Later this year, in Mahanoy Area School District v. B.L., the U.S. Supreme Court will decide a First Amendment case involving a high school student who was kicked off her public school’s cheerleading team for being less than cheerful on her private cell phone. The Court’s answer to the question — can a school punish a student for posting off-campus, after-hours social media content it finds objectionable? — may become its most significant school free speech ruling in at least 14 years and its first addressing student speech using digital technology platforms.
In 2017, while shopping with her friends one weekend, the student, “B.L.,” decided to express her displeasure at not making the varsity cheerleading squad (not to mention her desired position on a private softball team). She took a photo of herself and her friend with their middle fingers raised and posted it on Snapchat, the popular social media app. “Fuck school fuck softball fuck cheer fuck everything,” B.L. said. “Love how me and [another student] get told we need a year of [junior varsity] before we make varsity but that’s [sic] doesn’t matter to anyone else?”

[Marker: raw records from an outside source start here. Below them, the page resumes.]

PR #394, opened 2026-04-23
Handle TRUNCATE operations in the WAL

### LINKED ISSUE #393: Handle TRUNCATE in the write-ahead log
It seems that the WAL already handles truncate since we flush the storage engine and therefore write all data to local disk and mark it as persisted before truncating the table. This should also truncate the WAL but there are a few issues that are not handled.

1. The active segment is not cleaned up in the WAL. Only closed segments are deleted when we mark batches as persisted.
2. If the Delta Lake transactions history is pruned, we lose what batch ids have been persisted and the WAL will replay truncated data.
3. If there are any missing batch ids, orphaned files will never be cleaned up.

To fix these issues we should explicitly handle truncate in the WAL.

CGodiksen:
This PR closes #393 by adding support for explicitly truncating a table log in the WAL. This is necessary to clean up active segments and any orphaned closed segments that were not deleted when the storage engine was flushed and the flushed data was marked as persisted. 

An explicity method to truncate also seems preferable due to the complexity of the interaction between the WAL and the Delta Lake. If we are explicit with all operations, it should be easier to keep them in sync.

### DIFF
--- a/crates/modelardb_server/src/context.rs
+++ b/crates/modelardb_server/src/context.rs
@@ -345,6 +345,7 @@ impl Context {
         // If the table is a time series table, truncate the table log file from the write-ahead
         // log to ensure data is not retained and replayed upon restart.
         if local_data_folder.is_time_series_table(table_name).await? {
+            // We use a read lock since the specific table log is locked internally before being truncated.
             let write_ahead_log = self.write_ahead_log.read().await;
             write_ahead_log.truncate_table_log(table_name)?;
         }
--- a/crates/modelardb_server/src/context.rs
+++ b/crates/modelardb_server/src/context.rs
@@ -329,8 +329,8 @@ impl Context {
     }
 
     /// Delete all data from the table with `table_name` if it exists. The table data is deleted
-    /// from the storage engine and Delta Lake. If the table does not exist or if it could not be
-    /// truncated, [`ModelarDbServerError`] is returned.
+    /// from the storage engine, write-ahead log, and Delta Lake. If the table does not exist or if
+    /// it could not be truncated, [`ModelarDbServerError`] is returned.
     pub async fn truncate_table(&self, table_name: &str) -> Result<()> {
         // Deleting the table from the storage engine does not require the table to exist, so the
         // table is checked first.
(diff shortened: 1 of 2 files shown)


crates/modelardb_storage/src/write_ahead_log.rs
```diff
@@ -194,6 +194,14 @@ impl WriteAheadLog {
         table_log.unpersisted_batches()
     }
 
+    /// Truncate the table log for the given table name, removing all closed segment files and the
+    /// active segment file from disk, and starting a new active segment file. If the table log does
+    /// not exist or the data could not be truncated, return [`ModelarDbStorageError`].
+    pub fn truncate_table_log(&self, table_name: &str) -> Result<()> {
+        let table_log = self.table_log(table_name)?;
```
skejserjensen, line 201: Does `self.table_log(table_name)?.table_log.truncate()` cause compilation errors or is the use of `table_log` just easier to read?

crates/modelardb_storage/src/write_ahead_log.rs
```diff
@@ -563,6 +571,56 @@ impl SegmentedLog {
...
+
+        // Delete the active segment from disk.
+        debug!(
+            path = %active.path.display(),
+            "Deleting active WAL segment due to table truncate."
+        );
+
+        std::fs::remove_file(&active.path)?;
+
+        // Continue generating ids from the next unused batch id to avoid id collisions.
```
skejserjensen: Unclear how id collision can ever happen if all closed and active segments are deleted and the table is truncated? Why not just start from the lowest ID again? If this is not possible, then maybe expand the comment.

crates/modelardb_storage/src/write_ahead_log.rs
```diff
@@ -563,6 +571,56 @@ impl SegmentedLog {
...
+        let next_id = active.next_batch_id;
+        let new_active = ActiveSegment::try_new(self.folder_path.clone(), &self.schema, next_id)?;
+
+        // Commit the in-memory state transition only after all filesystem work succeeds.
```
skejserjensen: Maybe filesystem operations.

skejserjensen (approved):

crates/modelardb_storage/src/write_ahead_log.rs

crates/modelardb_storage/src/write_ahead_log.rs
CGodiksen: Expanded the comment to say that it can cause problems if the Delta Lake is restored by a rollback since the old batch ids can still be in the commit metadata.

crates/modelardb_storage/src/write_ahead_log.rs
CGodiksen: It is just for readability.

crates/modelardb_server/src/context.rs
chrthomsen, line 337: Not from this PR, but it is somewhat confusing when checking if a table exists that `Ok` means that it does not exist... Perhaps add a comment explaining this

chrthomsen (approved):

crates/modelardb_server/src/context.rs
CGodiksen: Renamed it to `check_table_does_not_exist` in the next PR.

Students who saw the snap alerted the cheerleading coaches, which resulted in B.L.’s suspension from the cheerleading team. The school stated that B.L. violated team and school rules requiring cheerleaders to “have respect” for their school, coaches, and other cheerleaders; avoid “foul language and inappropriate gestures”; refrain from sharing “negative information regarding cheerleading, cheerleaders, or coaches” online, and conduct themselves in such a way that the “image” of the district would “not be tarnished in any manner.”
B.L.’s parents eventually sued, alleging a violation of their daughter’s constitutional rights, including her right of free speech under the First Amendment. After a federal district court ruled in favor of B.L., the school district appealed to the Third Circuit Court of Appeals.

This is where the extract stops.